The Chi-squared distribution
We have seen that body height for example tends to follow a normal distribution. The functions to create random numbers that follow such a distribution, and to calculate quantiles and probabilities are rnorm(), qnorm(), and pnorm(). For the Chi-squared distibution, we use rchisq(), qchisq(), and pchisq().
Different probability distributions require different parameters, e.g. the normal distribution requires a mean and a standard deviation, the Chi-squared distribution only requires the degrees of freedom. To illustrate this, plot a histogram of 1000 random numbers that follow a Chi-squared distribution with one degree of freedom.
In a Chi-square distribution with 3 degrees of freedom, between what two values will 90 % of the values fall? Note that this question is analogous to the ones we had in earlier labs using the normal distribution!
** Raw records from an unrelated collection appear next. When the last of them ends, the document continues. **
PR #226, opened 2015-06-10
WIP: New Slack actions

DoriftoShoes:
This PR adds new Slack actions to support automating user invites.
#### Actions:
- send_invite
- auth_test
- list_users
- list_channels

### DIFF
--- a/packs/slack/actions/auth_test.py
+++ b/packs/slack/actions/auth_test.py
@@ -1,5 +1,3 @@
-import json
-import httplib
 import urllib
 
 import requests
@@ -25,11 +23,11 @@ class AuthTestAction(Action):
 
         data = urllib.urlencode(body)
         response = requests.get(url=url,
-                                 headers=headers, params=data)
+                                headers=headers, params=data)
 
         results = response.json()
 
-        if results['ok'] == True:
+        if results['ok'] is True:
             return results
         else:
             failure_reason = ('Failed to authenticate: %s \
--- a/packs/slack/actions/auth_test.py
+++ b/packs/slack/actions/auth_test.py
@@ -27,8 +27,10 @@ class AuthTestAction(Action):
         response = requests.get(url=url,
                                  headers=headers, params=data)
 
-        if response.status_code == httplib.OK:
-            return response.json()
+        results = response.json()
+
+        if results['ok'] == True:
+            return results
         else:
             failure_reason = ('Failed to authenticate: %s \
                               (status code: %s)' % (response.text,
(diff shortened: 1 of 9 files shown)


packs/slack/actions/auth_test.py
```diff
@@ -0,0 +1,39 @@
...
+            'token': token
+        }
+
+        data = urllib.urlencode(body)
+        response = requests.get(url=url,
+                                headers=headers, params=data)
+
+        results = response.json()
+
+        if results['ok'] is True:
```
lakshmi-kannan: `is True` is not needed.

packs/slack/actions/auth_test.py
```diff
@@ -0,0 +1,39 @@
...
+            return results
+        else:
+            failure_reason = ('Failed to authenticate: %s \
+                              (status code: %s)' % (response.text,
+                              response.status_code))
+            self.logger.exception(failure_reason)
+            raise Exception(failure_reason)
```
lakshmi-kannan: heh dude. you should really use `return early` approach.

Remember the Poisson distribution?
The poisson distribution requires only one parameter, ‘lambda’, which represents both the mean and the variance at the same time. Using rpois(), create 10 random numbers that follow a poisson distribution with a lambda = 3.
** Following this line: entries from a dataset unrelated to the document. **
PR #227, opened 2015-06-10
Don't hardcode post_result chanel to "hubot"

armab:
Playing with ChatOps & Slack, Hubot pack.

The problem is that channel name where st2 results are sent is hardcoded to `hubot` [here](https://github.com/StackStorm/st2contrib/blob/master/packs/hubot/rules/notify_hubot.yaml#L11). It means if channel `hubot` wasn't created in Slack - you don't get any output.

As I understand `ST2_CHANNEL` env here: https://github.com/StackStorm/hubot-stackstorm#plugin-environment-variable-options is that special channel name where st2 command results should go.

With provided fix if you post in `#general` channel, st2 output should go into that defined #`ST2_CHANNEL`.

---
P.S. Not sure if this fix doesn't breaks any other use cases, maybe there is specific purpose?


manasdk:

What is the characteristic of the variable you have just created? (Go back to the week two lecture slides and check the types of variables)
Is a value of 23 or larger a rare occurrence in a population of poisson distributed numbers with lambda = 20? Calculate _how_ rare it is and comment.
The Chi-squared test (1)
This test is applied when your response variable is a COUNT and you have one CATEGORICAL explanatory variable with two or more categories (levels).
The null hypothesis H₀ states that there is no association (or correlation) between the variables.
The test relies on comparing the observed counts in each category with the expected (modelled) counts. The modelled counts for each cell of the table are calculated as per formula in the slides.
You want to find out whether sex relates to the number of bullying cases in a company. You collected the following data and summarised it in a contingency table:
sex bullied not bullied row totals
————— ——— ————- ————
MALE 23 589 612
FEMALE 9 321 330
COLUMN TOTALS 32 910 942
Create a data frame based on this contingency table. Note that this does _not_ correspond to the long format we normally use (for good reasons).
Now perform a Chi-squared test, once manually (using R), and once using the appropriate R function. Refer to the slides for the formula to calculate the Chi-squared value.
Compare your results and interpret them. Conclude with a full sentence reporting the test statistic, degrees of freedom and the associated _p_-value of your test.
The Chi-squared test (2)
The beaks of red crossbills (_Loxia curvirostra_) feature crossed bills that act like diagonal pliers, enabling them to spread the scales of conifer cones in order to extract the seed with their tongue. The chirality (or ‘handedness’) of the bill-crossing is not uniform. The birds can have the tip of the upper bill either right or left of the lower bill (https://en.wikipedia.org/wiki/Red_crossbill).
You hypothesise that right- and left-billed birds occur at a 1:1 ratio and conduct a field survey during which you observe 1732 right-billed and 1865 left-billed crossbills. In this example, you only have a single binary variable, so your null hypothesis will simply be ‘the occurrence of left vs. right-billed birds is not significantly different from a 1:1 ratio’. Are there significantly more left-billed crossbills? Construct a contingency table, conduct the test, and interpret the result in a complete sentence.
A real world scenario
You are studying a viral disease. You have collected information on how many males and females got infected in a sample of 4138 people. You also collected information on the viral count in blood samples (a continuous variable) of those that got infected (males and females).
In this study, what question could you answer using a Chi-squared test?
What question could you answer using a two-sample (t- or Wilcoxon) test?
What have I learnt from this lab?
I got that, what’s more?
For the crossbill example above, imagine a different scenario, in which you have reason to believe that the right/left crossing arrangement occurs at a 1:2 ratio and in your survey you count 344 right-billed and 656 left-billed specimens. Consult the chisq.test helpfile and read through the arguments list to work out how to incorporate your prior beliefs.
Draw two simulated poisson distributions (their histograms): one for counting cars that pass Queen Street every minute between 2 and 3 am, and one for counting cars that pass the Harbour Bridge northbound between 5 and 6 pm. What observations do you make?